### Records shown
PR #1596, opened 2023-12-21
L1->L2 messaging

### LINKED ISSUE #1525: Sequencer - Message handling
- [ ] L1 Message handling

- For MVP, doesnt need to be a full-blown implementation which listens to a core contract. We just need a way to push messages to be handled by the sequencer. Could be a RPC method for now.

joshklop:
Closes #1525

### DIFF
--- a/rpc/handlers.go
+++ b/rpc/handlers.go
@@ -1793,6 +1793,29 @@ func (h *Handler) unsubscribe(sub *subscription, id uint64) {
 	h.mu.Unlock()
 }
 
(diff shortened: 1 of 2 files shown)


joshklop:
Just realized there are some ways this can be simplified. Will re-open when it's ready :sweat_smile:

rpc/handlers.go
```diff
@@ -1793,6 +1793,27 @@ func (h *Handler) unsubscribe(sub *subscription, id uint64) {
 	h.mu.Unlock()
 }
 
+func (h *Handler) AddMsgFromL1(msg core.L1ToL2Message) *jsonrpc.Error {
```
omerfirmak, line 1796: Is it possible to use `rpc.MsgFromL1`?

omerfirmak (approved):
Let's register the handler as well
######
* [Work order]:
Retype all the data exactly, line for line.

* [Task response]:
PR #1596, opened 2023-12-21
L1->L2 messaging

### LINKED ISSUE #1525: Sequencer - Message handling
- [ ] L1 Message handling

- For MVP, doesnt need to be a full-blown implementation which listens to a core contract. We just need a way to push messages to be handled by the sequencer. Could be a RPC method for now.

joshklop:
Closes #1525

### DIFF
--- a/rpc/handlers.go
+++ b/rpc/handlers.go
@@ -1793,6 +1793,29 @@ func (h *Handler) unsubscribe(sub *subscription, id uint64) {
 	h.mu.Unlock()
 }
 
(diff shortened: 1 of 2 files shown)


joshklop:
Just realized there are some ways this can be simplified. Will re-open when it's ready :sweat_smile:

rpc/handlers.go
```diff
@@ -1793,6 +1793,27 @@ func (h *Handler) unsubscribe(sub *subscription, id uint64) {
 	h.mu.Unlock()
 }
 
+func (h *Handler) AddMsgFromL1(msg core.L1ToL2Message) *jsonrpc.Error {
```
omerfirmak, line 1796: Is it possible to use `rpc.MsgFromL1`?

omerfirmak (approved):
Let's register the handler as well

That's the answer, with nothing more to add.